-- INSTRUCTIONS TO FOLLOW --
Please copy, character for character, each line from the beginning of the listing to the line containing "juan-lunarg, line 57: On", including both.

-- MATERIAL PROVIDED --

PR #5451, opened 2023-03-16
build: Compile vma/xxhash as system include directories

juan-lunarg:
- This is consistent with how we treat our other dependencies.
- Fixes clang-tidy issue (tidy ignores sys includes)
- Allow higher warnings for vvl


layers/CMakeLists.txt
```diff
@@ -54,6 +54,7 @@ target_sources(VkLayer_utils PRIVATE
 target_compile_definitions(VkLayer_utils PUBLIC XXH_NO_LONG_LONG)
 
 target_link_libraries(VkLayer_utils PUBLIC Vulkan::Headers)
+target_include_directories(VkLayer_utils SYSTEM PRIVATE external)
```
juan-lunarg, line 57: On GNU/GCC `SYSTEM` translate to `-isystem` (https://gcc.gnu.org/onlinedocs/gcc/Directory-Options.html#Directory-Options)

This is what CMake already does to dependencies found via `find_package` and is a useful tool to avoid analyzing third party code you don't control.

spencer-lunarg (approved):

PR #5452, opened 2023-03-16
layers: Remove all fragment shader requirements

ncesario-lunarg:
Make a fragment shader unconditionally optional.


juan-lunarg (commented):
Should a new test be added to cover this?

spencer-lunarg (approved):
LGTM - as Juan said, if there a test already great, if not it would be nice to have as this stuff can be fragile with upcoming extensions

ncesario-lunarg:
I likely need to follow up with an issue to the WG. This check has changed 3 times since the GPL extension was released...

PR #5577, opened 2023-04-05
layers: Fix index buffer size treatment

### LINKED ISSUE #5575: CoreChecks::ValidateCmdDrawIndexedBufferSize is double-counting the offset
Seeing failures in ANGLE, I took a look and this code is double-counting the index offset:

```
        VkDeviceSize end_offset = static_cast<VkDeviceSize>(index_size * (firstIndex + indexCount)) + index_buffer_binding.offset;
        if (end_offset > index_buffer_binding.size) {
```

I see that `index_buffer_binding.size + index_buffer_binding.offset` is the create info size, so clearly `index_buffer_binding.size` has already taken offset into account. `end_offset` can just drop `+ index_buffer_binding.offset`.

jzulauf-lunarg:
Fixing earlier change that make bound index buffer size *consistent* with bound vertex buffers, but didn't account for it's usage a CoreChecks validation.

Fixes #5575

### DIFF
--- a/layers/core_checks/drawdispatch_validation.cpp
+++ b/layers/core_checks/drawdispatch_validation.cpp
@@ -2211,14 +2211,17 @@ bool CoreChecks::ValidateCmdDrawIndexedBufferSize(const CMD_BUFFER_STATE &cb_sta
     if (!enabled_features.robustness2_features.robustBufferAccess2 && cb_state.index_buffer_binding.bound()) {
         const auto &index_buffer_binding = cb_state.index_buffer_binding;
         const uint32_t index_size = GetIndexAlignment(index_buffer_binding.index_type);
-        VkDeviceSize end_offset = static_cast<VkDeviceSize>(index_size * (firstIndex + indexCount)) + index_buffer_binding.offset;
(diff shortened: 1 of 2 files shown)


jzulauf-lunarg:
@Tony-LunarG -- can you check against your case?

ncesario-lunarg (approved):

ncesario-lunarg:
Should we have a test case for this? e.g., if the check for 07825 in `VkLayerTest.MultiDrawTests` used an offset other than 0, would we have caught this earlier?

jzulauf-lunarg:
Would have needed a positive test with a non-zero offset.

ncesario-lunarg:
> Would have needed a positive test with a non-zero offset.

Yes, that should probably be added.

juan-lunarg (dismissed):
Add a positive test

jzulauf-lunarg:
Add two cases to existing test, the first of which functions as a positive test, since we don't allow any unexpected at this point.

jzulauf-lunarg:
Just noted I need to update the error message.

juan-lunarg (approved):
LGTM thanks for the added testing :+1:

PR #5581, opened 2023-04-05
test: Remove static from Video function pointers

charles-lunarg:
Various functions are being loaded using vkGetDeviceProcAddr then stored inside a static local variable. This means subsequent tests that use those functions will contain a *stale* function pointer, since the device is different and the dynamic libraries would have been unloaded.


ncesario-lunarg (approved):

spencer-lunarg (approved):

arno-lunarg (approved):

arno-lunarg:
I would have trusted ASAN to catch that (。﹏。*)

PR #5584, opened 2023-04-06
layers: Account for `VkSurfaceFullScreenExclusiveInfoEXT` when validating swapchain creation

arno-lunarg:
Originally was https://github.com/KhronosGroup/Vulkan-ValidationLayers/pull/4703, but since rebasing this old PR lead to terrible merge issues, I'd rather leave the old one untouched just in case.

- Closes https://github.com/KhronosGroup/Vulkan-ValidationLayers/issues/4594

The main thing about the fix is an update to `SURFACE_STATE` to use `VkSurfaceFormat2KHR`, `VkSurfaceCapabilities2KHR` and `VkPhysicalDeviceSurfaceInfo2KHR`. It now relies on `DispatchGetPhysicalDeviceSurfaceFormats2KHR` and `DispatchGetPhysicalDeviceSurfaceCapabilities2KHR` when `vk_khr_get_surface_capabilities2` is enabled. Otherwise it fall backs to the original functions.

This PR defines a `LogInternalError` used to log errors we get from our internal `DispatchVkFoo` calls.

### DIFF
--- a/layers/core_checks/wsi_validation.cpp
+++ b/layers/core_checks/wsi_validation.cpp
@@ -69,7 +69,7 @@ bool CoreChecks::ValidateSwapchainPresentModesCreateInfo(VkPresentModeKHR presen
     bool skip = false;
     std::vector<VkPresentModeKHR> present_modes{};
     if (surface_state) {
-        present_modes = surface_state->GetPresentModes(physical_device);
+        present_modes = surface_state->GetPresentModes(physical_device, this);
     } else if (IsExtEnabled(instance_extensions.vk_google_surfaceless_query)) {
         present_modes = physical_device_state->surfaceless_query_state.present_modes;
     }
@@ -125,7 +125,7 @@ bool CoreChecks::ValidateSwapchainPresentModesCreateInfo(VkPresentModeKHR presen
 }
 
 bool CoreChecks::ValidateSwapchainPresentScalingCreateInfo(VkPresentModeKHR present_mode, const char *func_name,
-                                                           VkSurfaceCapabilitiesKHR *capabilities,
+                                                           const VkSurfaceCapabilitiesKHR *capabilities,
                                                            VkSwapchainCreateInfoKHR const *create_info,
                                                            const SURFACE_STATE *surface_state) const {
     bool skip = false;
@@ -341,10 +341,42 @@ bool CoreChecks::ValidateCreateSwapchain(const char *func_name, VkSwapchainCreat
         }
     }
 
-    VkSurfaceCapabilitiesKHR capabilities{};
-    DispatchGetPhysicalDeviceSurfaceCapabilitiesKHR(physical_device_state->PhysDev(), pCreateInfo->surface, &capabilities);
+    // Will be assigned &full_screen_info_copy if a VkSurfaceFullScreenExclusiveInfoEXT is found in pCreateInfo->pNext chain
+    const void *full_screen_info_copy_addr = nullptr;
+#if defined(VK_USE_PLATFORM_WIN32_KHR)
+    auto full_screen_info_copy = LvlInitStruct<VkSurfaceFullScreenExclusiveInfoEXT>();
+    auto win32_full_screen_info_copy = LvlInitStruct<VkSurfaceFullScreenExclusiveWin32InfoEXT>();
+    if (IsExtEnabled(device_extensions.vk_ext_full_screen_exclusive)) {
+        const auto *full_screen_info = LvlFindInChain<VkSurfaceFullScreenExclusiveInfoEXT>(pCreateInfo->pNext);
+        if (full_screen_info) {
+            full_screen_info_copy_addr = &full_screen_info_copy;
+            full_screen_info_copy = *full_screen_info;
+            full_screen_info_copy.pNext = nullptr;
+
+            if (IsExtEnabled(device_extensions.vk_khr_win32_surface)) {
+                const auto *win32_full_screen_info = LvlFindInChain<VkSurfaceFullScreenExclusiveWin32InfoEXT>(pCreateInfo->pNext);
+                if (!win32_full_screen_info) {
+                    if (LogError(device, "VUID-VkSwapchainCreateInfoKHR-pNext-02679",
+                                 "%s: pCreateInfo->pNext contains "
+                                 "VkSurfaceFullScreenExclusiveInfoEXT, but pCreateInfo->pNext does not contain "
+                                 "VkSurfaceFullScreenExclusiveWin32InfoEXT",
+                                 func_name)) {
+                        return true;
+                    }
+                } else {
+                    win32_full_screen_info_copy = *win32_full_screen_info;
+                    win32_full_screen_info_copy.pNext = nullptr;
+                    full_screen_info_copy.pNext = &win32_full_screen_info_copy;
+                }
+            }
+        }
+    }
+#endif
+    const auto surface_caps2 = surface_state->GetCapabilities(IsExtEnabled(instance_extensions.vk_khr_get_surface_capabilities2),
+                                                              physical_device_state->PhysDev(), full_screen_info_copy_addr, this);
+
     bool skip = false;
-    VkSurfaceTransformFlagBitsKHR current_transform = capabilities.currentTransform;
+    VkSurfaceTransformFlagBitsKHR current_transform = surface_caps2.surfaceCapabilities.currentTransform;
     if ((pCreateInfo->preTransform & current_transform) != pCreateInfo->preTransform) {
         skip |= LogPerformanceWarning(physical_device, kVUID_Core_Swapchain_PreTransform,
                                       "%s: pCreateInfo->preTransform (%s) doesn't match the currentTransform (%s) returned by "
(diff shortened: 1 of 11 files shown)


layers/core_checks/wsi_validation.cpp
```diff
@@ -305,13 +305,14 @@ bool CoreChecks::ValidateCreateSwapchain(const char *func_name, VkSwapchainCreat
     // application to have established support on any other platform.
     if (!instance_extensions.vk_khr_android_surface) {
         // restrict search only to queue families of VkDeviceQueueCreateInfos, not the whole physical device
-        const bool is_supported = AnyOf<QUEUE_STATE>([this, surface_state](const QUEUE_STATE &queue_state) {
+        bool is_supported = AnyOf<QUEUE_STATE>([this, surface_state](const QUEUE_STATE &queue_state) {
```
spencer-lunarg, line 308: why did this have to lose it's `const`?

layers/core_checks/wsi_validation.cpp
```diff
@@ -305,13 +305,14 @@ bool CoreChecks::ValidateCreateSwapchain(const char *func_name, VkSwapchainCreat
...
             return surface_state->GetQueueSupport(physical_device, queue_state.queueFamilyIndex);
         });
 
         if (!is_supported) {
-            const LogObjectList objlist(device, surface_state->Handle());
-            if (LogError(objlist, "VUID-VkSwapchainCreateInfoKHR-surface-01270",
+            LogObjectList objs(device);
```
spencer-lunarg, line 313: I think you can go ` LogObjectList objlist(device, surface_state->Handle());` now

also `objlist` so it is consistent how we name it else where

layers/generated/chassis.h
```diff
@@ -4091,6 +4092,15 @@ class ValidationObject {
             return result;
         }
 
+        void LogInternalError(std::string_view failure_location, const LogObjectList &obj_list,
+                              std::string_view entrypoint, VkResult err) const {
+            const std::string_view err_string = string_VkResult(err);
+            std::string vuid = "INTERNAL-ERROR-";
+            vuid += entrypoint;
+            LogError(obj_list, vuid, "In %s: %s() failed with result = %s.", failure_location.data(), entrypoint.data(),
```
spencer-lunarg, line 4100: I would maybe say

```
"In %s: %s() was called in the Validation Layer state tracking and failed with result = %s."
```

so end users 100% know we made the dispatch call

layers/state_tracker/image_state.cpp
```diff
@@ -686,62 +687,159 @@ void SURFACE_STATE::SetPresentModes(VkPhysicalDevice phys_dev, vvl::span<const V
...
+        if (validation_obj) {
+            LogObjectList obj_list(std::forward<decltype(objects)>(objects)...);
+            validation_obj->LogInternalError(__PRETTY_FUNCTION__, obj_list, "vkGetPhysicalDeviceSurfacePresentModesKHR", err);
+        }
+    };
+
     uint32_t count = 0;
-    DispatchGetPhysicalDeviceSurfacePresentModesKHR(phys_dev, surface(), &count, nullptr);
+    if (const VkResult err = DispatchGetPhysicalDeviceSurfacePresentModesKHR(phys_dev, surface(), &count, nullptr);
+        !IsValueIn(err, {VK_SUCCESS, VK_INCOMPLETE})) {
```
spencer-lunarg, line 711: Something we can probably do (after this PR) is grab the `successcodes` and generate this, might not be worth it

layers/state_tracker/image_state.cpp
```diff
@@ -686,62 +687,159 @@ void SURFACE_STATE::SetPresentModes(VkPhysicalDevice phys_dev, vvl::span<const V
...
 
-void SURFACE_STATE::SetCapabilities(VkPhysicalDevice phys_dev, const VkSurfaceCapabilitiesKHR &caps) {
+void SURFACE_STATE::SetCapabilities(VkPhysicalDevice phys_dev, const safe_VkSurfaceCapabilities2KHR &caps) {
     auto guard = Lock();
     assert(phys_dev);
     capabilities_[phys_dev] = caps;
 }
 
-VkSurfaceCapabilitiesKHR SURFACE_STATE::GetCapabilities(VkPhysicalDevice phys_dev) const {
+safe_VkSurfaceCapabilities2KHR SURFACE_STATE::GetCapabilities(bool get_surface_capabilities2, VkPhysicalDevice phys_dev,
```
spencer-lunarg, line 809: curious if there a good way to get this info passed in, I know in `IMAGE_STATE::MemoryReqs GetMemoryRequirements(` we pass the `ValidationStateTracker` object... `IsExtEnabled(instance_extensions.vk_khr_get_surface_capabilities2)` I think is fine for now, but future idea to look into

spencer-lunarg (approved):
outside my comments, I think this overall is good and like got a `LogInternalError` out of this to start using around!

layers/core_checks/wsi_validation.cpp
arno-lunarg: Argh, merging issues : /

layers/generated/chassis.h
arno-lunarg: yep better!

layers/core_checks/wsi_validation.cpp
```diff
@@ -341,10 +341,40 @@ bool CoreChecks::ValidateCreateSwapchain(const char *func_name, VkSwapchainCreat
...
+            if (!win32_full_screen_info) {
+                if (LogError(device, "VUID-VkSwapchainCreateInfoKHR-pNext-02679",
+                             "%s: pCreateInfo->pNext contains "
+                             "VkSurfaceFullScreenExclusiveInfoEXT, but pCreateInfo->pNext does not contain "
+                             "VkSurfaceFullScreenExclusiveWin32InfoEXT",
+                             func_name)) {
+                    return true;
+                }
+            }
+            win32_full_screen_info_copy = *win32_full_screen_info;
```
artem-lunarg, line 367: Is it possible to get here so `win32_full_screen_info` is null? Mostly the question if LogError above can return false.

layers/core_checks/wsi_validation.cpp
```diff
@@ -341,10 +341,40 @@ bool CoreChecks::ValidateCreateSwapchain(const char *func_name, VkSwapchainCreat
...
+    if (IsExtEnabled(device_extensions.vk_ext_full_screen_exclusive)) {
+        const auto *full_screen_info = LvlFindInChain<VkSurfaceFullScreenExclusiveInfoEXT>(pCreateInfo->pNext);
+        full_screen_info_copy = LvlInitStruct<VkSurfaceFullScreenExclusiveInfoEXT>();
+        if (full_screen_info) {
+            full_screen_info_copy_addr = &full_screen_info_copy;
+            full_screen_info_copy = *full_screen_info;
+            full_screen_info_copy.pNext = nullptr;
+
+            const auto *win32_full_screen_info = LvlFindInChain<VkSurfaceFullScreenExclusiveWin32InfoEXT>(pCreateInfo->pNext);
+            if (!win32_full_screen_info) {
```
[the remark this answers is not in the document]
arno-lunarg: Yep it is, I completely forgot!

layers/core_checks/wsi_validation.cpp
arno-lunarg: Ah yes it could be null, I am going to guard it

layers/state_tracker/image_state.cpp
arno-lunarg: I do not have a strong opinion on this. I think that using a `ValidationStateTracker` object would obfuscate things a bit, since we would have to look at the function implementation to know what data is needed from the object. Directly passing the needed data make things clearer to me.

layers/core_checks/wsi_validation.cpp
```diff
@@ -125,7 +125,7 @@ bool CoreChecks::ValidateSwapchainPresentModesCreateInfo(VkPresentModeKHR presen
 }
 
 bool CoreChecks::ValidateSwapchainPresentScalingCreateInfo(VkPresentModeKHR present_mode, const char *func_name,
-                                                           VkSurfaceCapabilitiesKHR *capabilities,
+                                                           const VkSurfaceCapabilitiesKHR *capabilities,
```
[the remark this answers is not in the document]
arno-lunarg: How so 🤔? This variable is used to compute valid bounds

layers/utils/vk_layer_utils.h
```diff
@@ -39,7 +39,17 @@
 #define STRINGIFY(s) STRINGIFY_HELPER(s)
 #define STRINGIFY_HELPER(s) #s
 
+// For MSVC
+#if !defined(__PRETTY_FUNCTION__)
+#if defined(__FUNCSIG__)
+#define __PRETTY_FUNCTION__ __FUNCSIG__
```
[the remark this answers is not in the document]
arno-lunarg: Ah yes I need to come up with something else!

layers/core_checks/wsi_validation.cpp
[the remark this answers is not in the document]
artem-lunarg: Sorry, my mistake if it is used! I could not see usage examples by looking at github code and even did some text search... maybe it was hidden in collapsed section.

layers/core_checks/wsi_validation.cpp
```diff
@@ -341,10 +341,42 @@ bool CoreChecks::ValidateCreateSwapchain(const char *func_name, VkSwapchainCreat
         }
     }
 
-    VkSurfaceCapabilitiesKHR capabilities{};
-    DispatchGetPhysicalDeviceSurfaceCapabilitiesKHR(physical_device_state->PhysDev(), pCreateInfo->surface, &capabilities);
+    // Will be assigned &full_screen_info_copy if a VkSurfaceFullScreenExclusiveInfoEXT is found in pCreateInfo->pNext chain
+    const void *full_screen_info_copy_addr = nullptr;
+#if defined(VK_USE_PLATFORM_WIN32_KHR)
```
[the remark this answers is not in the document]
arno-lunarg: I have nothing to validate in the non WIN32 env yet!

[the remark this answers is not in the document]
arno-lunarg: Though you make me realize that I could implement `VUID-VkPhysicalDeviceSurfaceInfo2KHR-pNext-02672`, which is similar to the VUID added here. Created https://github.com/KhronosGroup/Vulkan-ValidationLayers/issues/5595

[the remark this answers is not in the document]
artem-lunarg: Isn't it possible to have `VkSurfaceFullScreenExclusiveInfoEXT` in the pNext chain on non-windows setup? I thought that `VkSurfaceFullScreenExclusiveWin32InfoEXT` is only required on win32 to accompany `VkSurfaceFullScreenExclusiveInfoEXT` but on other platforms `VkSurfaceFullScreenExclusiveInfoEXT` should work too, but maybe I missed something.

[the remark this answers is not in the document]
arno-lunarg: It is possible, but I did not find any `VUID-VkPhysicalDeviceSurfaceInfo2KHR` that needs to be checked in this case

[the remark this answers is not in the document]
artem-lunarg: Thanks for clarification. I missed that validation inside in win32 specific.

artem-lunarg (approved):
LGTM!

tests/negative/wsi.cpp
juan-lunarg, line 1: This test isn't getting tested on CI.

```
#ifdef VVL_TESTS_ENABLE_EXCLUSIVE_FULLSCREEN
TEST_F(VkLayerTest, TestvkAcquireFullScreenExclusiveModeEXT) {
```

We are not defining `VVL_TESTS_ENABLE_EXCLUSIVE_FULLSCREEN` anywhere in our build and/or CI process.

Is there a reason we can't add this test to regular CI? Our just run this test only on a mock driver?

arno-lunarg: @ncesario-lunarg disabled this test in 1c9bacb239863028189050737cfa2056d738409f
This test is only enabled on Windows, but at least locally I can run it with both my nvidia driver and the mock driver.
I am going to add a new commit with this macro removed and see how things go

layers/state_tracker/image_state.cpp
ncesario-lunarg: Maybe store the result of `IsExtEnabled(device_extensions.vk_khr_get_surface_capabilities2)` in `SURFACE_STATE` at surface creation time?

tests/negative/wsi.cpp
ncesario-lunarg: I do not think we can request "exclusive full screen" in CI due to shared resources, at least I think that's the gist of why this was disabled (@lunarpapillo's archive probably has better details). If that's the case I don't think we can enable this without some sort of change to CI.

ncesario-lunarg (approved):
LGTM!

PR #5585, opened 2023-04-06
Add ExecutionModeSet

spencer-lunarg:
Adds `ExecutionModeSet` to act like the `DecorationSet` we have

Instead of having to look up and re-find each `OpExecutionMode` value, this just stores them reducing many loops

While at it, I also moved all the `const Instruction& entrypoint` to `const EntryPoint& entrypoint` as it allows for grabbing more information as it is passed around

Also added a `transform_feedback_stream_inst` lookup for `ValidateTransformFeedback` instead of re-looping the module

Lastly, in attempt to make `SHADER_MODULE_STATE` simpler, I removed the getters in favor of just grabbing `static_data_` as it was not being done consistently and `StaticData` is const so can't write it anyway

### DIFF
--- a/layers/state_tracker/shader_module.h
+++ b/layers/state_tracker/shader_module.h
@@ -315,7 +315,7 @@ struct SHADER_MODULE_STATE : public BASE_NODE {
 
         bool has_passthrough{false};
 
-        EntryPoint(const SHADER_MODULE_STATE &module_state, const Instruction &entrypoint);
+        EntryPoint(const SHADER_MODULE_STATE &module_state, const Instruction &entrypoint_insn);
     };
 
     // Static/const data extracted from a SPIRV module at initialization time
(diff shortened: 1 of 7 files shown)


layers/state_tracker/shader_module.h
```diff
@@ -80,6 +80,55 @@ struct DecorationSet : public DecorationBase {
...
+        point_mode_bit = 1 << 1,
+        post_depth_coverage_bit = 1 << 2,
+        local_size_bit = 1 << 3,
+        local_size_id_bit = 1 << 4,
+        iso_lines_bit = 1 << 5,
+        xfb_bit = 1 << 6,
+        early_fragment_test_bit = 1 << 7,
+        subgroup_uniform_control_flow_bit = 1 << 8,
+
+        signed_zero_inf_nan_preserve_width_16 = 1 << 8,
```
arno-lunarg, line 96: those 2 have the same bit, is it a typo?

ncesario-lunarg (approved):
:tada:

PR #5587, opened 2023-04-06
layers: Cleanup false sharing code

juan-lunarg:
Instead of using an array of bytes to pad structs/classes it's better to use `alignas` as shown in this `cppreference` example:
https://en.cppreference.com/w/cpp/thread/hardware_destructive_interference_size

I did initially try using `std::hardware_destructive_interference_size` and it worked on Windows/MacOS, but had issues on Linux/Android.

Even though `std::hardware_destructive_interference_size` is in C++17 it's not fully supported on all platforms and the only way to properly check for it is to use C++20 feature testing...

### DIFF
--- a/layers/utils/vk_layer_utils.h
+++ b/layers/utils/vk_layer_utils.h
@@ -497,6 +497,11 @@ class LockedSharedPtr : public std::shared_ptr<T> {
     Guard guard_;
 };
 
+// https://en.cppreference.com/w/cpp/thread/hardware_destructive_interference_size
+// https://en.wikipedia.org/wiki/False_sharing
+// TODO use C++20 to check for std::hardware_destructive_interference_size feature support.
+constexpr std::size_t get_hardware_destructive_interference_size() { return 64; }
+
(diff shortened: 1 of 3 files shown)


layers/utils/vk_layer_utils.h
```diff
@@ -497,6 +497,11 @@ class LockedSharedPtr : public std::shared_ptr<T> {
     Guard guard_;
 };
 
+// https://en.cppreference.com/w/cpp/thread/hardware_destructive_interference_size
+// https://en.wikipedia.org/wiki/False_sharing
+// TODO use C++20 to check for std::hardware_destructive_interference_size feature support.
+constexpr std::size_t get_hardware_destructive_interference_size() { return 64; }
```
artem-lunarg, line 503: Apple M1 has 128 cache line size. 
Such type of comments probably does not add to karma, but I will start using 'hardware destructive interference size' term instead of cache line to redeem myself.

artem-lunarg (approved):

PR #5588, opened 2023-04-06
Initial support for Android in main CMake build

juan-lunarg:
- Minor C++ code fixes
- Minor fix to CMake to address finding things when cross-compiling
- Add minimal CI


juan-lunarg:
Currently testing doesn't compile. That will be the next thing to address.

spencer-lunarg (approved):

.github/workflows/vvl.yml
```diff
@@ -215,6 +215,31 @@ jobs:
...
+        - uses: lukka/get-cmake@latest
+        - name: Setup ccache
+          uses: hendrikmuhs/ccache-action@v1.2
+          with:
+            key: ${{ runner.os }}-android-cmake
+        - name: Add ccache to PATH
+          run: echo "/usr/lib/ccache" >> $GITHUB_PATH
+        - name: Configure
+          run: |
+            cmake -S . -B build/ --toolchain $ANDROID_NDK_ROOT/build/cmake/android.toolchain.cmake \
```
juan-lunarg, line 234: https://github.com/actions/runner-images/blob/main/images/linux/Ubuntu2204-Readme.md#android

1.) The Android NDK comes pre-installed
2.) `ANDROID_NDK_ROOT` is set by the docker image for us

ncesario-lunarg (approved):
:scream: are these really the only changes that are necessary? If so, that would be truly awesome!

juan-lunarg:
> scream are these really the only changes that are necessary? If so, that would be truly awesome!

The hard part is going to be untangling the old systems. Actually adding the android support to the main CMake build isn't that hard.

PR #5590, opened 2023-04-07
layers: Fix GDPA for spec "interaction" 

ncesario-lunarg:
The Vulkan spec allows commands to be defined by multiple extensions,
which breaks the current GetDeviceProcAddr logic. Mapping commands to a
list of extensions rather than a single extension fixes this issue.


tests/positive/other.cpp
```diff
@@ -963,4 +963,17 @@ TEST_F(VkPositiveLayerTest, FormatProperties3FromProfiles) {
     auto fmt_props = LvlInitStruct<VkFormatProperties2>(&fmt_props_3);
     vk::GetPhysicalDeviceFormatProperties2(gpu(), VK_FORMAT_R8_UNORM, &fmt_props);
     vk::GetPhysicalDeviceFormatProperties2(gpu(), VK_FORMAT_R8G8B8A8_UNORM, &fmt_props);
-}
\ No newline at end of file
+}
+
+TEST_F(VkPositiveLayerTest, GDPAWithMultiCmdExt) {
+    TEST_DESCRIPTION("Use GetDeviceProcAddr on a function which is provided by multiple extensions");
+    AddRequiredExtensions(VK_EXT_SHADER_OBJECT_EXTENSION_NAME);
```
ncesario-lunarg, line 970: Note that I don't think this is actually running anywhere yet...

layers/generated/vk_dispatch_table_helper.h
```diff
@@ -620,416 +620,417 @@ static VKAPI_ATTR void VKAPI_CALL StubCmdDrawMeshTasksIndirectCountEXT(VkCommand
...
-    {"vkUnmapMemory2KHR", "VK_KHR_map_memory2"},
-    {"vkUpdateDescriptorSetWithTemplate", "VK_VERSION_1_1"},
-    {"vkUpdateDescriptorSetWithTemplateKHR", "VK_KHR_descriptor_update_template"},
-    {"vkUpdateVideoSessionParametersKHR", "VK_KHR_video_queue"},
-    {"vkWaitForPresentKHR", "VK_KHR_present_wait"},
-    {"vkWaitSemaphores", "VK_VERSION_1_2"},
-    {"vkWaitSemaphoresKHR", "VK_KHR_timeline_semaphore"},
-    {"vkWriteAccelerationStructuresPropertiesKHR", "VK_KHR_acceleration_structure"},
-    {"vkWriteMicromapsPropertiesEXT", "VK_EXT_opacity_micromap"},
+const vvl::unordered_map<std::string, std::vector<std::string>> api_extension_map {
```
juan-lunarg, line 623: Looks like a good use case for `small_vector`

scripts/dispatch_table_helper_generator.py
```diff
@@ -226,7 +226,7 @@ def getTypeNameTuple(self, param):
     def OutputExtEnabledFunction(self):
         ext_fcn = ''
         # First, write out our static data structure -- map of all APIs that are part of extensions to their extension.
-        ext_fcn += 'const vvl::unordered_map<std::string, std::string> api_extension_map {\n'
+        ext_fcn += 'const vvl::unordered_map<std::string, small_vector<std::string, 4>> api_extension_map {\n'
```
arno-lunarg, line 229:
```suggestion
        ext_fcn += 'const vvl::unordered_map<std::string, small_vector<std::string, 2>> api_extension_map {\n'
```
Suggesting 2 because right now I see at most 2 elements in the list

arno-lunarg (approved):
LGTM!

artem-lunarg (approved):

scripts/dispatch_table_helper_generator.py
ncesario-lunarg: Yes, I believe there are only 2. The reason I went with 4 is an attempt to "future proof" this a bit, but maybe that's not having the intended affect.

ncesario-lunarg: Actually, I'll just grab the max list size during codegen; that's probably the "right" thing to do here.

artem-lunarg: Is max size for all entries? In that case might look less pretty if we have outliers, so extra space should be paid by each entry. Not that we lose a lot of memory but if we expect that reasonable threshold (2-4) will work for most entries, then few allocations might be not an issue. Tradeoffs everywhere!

-- EXPECTED ANSWER --
PR #5451, opened 2023-03-16
build: Compile vma/xxhash as system include directories

juan-lunarg:
- This is consistent with how we treat our other dependencies.
- Fixes clang-tidy issue (tidy ignores sys includes)
- Allow higher warnings for vvl


layers/CMakeLists.txt
```diff
@@ -54,6 +54,7 @@ target_sources(VkLayer_utils PRIVATE
 target_compile_definitions(VkLayer_utils PUBLIC XXH_NO_LONG_LONG)
 
 target_link_libraries(VkLayer_utils PUBLIC Vulkan::Headers)
+target_include_directories(VkLayer_utils SYSTEM PRIVATE external)
```
juan-lunarg, line 57: On GNU/GCC `SYSTEM` translate to `-isystem` (https://gcc.gnu.org/onlinedocs/gcc/Directory-Options.html#Directory-Options)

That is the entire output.